Total params: 4623362 (17.64 MB)
Trainable params: 4623362 (17.64 MB)
Non-trainable params: 0 (0.00 Byte)
_________________________________________________________________
None
Epoch 1/10
Epoch 2/10
Epoch 3/10
Epoch 4/10
Epoch 5/10
Epoch 6/10
Epoch 7/10
Epoch 8/10
Epoch 9/10
Epoch 10/10
dict_keys(['loss', 'accuracy', 'val_loss', 'val_accuracy'])
Test loss: 0.5763213038444519
Test accuracy: 0.8727830648422241


## 1.6

In [14]:
# Print accuracies
print(f'RNN Accuracy: {rnn_accuracy}')
print(f'RNN Loss: {rnn_score}')
print(f'\nLSTM Accuracy: {lstm_accuracy}')
print(f'LSTM Loss: {lstm_score}')
print(f'\nGRU Accuracy: {gru_accuracy}')
print(f'GRU Score: {gru_score}')
print(f'\nBiLSTM Accuracy: {bilstm_accuracy}')
print(f'BiLSTM Score: {bilstm_score}')


RNN Accuracy: 0.8741165399551392
RNN Loss: 0.537799060344696

LSTM Accuracy: 0.8719829320907593
LSTM Loss: 0.517749547958374

GRU Accuracy: 0.8714495301246643
GRU Score: 0.5579535365104675

BiLSTM Accuracy: 0.8727830648422241
BiLSTM Score: 0.5763213038444519


The RNN model, despite its simplicity and known limitations with long-term dependencies, achieved the highest accuracy.

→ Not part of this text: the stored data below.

PR #556, opened 2023-10-30
feat(conductor): remove disable empty block execution config setting

### LINKED ISSUE #555: Remove disable empty block execution config setting
To make sure that the Conductor sync works predictably and that some of the recent optimizations work properly, it has been determined that removing the option to not execute empty blocks should be removed in Conductor.

sambukowski:
## Summary
The 'DISABLE_EMPTY_BLOCK_EXECUTION` config option from Conductor.

## Background
To make sure that the Conductor sync works reliably, it was determined that the option to disable empty block execution should be removed. The makes all block times regular and some of the optimizations to the Conductor sync more efficient.

## Changes
- `DISABLE_EMPTY_BLOCK_EXECUTION` removed
- Updated `astria_conductor::executor::Executor::execute_block` to no longer return an option.
- Updated tests to make sure that executing empty blocks and blocks with transactions work the same way

## Testing
passes cargo code test
manual testing using dev-cluster

## Breaking Changelist
- Requires updates to charts in dev cluster

closes #555


crates/astria-conductor/src/executor/mod.rs
```diff
@@ -214,14 +209,6 @@ impl Executor {
     /// execution block hash.
     /// if there are no relevant transactions in the SequencerBlock, it returns None.
     async fn execute_block(&mut self, block: SequencerBlockSubset) -> Result<Option<Block>> {
```
noot, line 211: change this to just return `Result<Block>` and update the comment above

noot (approved):
please address comment before merging!!

crates/astria-conductor/src/executor/mod.rs
SuperFluffy: ack, this signature can now be simplified

joroshiba (approved):

crates/astria-conductor/src/executor/mod.rs
sambukowski: updated!

PR #558, opened 2023-10-31
fix(sequencer): run only `prepare_proposal` if proposer

noot:
## Summary
turns out both `prepare_proposal` and `process_proposal` are called for a proposer node. since we moved transaction execution to prepare/process_proposal, when the proposer called both these functions, execution would fail during `process_proposal` since the state was already updated for post-execution.

## Background
see summary.

## Changes
- track if we're the proposer during the block lifecycle in the `App` struct, and if we are, don't execute transactions during `process_proposal` 

## Testing
local testing

### DIFF
--- a/crates/astria-conductor/src/executor/mod.rs
+++ b/crates/astria-conductor/src/executor/mod.rs
@@ -213,6 +213,7 @@ impl Executor {
     /// if the block has already been executed, it returns the previously-computed
     /// execution block hash.
     /// if there are no relevant transactions in the SequencerBlock, it returns None.
+    #[instrument(skip(self), fields(sequencer_block_hash = ?block.block_hash, sequencer_block_height = block.header.height.value()))]
     async fn execute_block(&mut self, block: SequencerBlockSubset) -> Result<Option<Block>> {
         if self.disable_empty_block_execution && block.rollup_transactions.is_empty() {
             debug!(
@@ -252,11 +253,8 @@ impl Executor {
 
         // store block hash returned by execution client, as we need it to finalize the block later
         info!(
-            sequencer_block_hash = ?block.block_hash,
-            sequencer_block_height = block.header.height.value(),
             execution_block_hash = hex::encode(&executed_block.hash),
-            tx_count,
-            "executed sequencer block",
+            tx_count, "executed sequencer block",
         );
 
         // store block returned by execution client, as we need it to finalize the block later
--- a/crates/astria-conductor/src/executor/mod.rs
+++ b/crates/astria-conductor/src/executor/mod.rs
@@ -244,6 +244,7 @@ impl Executor {
         let timestamp = convert_tendermint_to_prost_timestamp(block.header.time)
             .wrap_err("failed parsing str as protobuf timestamp")?;
 
+        let tx_count = block.rollup_transactions.len();
         let executed_block = self
             .execution_rpc_client
             .call_execute_block(prev_block_hash, block.rollup_transactions, timestamp)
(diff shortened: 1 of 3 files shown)


crates/astria-conductor/src/executor/mod.rs
```diff
@@ -254,6 +255,7 @@ impl Executor {
             sequencer_block_hash = ?block.block_hash,
             sequencer_block_height = block.header.height.value(),
             execution_block_hash = hex::encode(&executed_block.hash),
+            tx_count,
```
SuperFluffy, line 258: This is getting messy. Can you instrument `execute_block` and move the tx count and the other 2 fields derived from the block into the span?

crates/astria-sequencer/src/app.rs
```diff
@@ -77,6 +77,13 @@ type InterBlockState = Arc<StateDelta<Snapshot>>;
 pub(crate) struct App {
     state: InterBlockState,
 
+    // set to true when `prepare_proposal` is called, indicating we are the proposer for this slot.
+    // set to false when `commit` is called, finalizing the block.
+    // when this is se to true, `process_proposal` is not executed, as we have already executed
```
SuperFluffy, line 82:
```suggestion
    // if true, `process_proposal` is not executed, as we have already executed
```

crates/astria-sequencer/src/app.rs
```diff
@@ -173,6 +182,10 @@ impl App {
         &mut self,
         process_proposal: abci::request::ProcessProposal,
     ) -> anyhow::Result<()> {
+        if self.is_proposer {
+            return Ok(());
```
SuperFluffy, line 186: Add a debug log?

crates/astria-sequencer/src/app.rs
```diff
@@ -448,6 +461,7 @@ impl App {
 
         // Get the latest version of the state, now that we've committed it.
         self.state = Arc::new(StateDelta::new(storage.latest_snapshot()));
+        self.is_proposer = false;
```
SuperFluffy, line 464: Add a comment for why this is necessary to if the reader forgot what `is_propser` is.

SuperFluffy (approved):
Just a few comments.

crates/astria-sequencer/src/app.rs
```diff
@@ -173,6 +182,10 @@ impl App {
         &mut self,
         process_proposal: abci::request::ProcessProposal,
     ) -> anyhow::Result<()> {
+        if self.is_proposer {
```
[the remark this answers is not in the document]
noot: basically everything is here is verification and re-execution, don't think we need to re-do any of it

crates/astria-sequencer/src/app.rs
```diff
@@ -77,6 +77,13 @@ type InterBlockState = Arc<StateDelta<Snapshot>>;
 pub(crate) struct App {
     state: InterBlockState,
 
+    // set to true when `prepare_proposal` is called, indicating we are the proposer for this slot.
+    // set to false when `commit` is called, finalizing the block.
+    // when this is se to true, `process_proposal` is not executed, as we have already executed
+    // the transactions for the block during `prepare_proposal`, and re-executing them would
+    // cause failure.
+    is_proposer: bool,
```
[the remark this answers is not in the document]
noot: yeah, i'll change this to match on the block hash instead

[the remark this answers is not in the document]
noot: yeah i agree, this wouldn't work in that case. i updated this to always set `is_proposer = false` when `process_proposal` is called, so `process_proposal` will skip only in the case where `prepare_proposal` is called directly before it. so if we propose a block, but it's not accepted, and then `process_proposal` is called for the next proposed block, it will execute as normal

sambukowski (approved):

joroshiba (approved):

PR #560, opened 2023-11-01
refactor: verify current block commit in conductor; remove `last_commit` from `SequencerBlockData`

### LINKED ISSUE #401: conductor: remove unnecessary commit verification
as we're now using a trusted sequencer endpoint in conductor, we don't need to validate commits anymore, specifically on data received from DA. we can simply use some `get_header_by_height` endpoint and confirm that the block header (and thus hash) returned (which we know is final) matches the block hash on DA.

as such, we can remove `last_commit` from `SequencerBlockData`.

noot:
## Summary
previously, we were storing a block's `last_commit` in `SequencerBlockData` and verifying it in the conductor. however, we were never doing anything (correctly) with this commit verification - if it failed, we would reject the *current* block, where we should have rejected the previous. also, we don't want to delay block execution 1 block by waiting for the canonical commit in the next block, as we can retrieve a valid commit for the latest block from our sequencer node the moment the block is finalized.

## Background
see summary.

also, note that the tendermint latest block is finalized and thus will always have a commit available for it, so this PR changes the verification code in conductor to fetch and use that commit when verifying a block from DA. we don't care if the commit is canonical, as whichever commit we receive will be valid, since the block would not have finalized without it. (canonical meaning the commit all nodes agreed on, aka `last_commit`. at the moment of finalization, nodes on the network will see different sets of >2/3 votes which consist of their local commit for the block, the "canonical commit" is not chosen until the next block is finalized)

## Changes
-  remove `last_commit` from `SequencerBlockData`
- update conductor block verification code to fetch the commit for *that* block from the sequencer and verify it. `last_commit` is no longer used as it is not relevant.

## Testing
unit tests

## Breaking Changelist
- `SequencerBlockData` no longer contains `last_commit`

## Related Issues

closes #401


sambukowski (approved):

crates/astria-conductor/src/block_verifier.rs
```diff
@@ -22,7 +21,10 @@ use sequencer_client::{
 };
 use tendermint::{
     account,
-    block,
+    block::{
+        self,
+        Commit,
```
SuperFluffy, line 26: Don't import `Commit` directly, just qualify with `block::Commit`.

SuperFluffy (approved):
Looks, I like the simplification.

PR #567, opened 2023-11-07
fix(conductor): remove the bearer token from conductor

joroshiba:
## Summary
Removing the celestia bearer token from conductor

## Background
New versions of celestia node don't require a bearer token to read data, and we are only reading data. This cleans up the flow of using a light client quite a lot. 

## Changes
- remove bearer token from light client. 

## Testing
CI + testing as a part of astriaorg/dev-cluster#124

## Breaking Changelist
- Removes a configuration setting


joroshiba:
I was wrong.... still need token.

This suggests that for the given dataset and task, the temporal dynamics and sequence processing capability of RNNs were sufficient.

On the other hand, the LSTM, GRU, and BiLSTM models, with more advanced mechanisms to handle long-term dependencies, did not significantly outperform the basic RNN in terms of accuracy. Therefore, this could indicate that the sentiment analysis task for this particular dataset might not require complex handling of long-term dependencies.

In regard to loss scores, the LSTM model has the lowest loss, which can be attributed to its efficient handling of long-term dependencies and its ability to forget irrelevant information through its gating mechanism. However, the slightly higher loss/score in GRU and BiLSTM might indicate a slightly less efficient learning process in this specific context, possibly due to overfitting or the complexity of the models in relation to the dataset.

Overall, the RNN model performed the best in terms of accuracy, which is the primary metric for performance in classification tasks like sentiment analysis. However, the marginal differences in accuracy across all models suggest that all of them were effective to a similar extent for this specific task. The choice of model might therefore depend on factors like training time, complexity, and the specific characteristics of the dataset, such as the length of the input sequences and the importance of capturing long-term dependencies.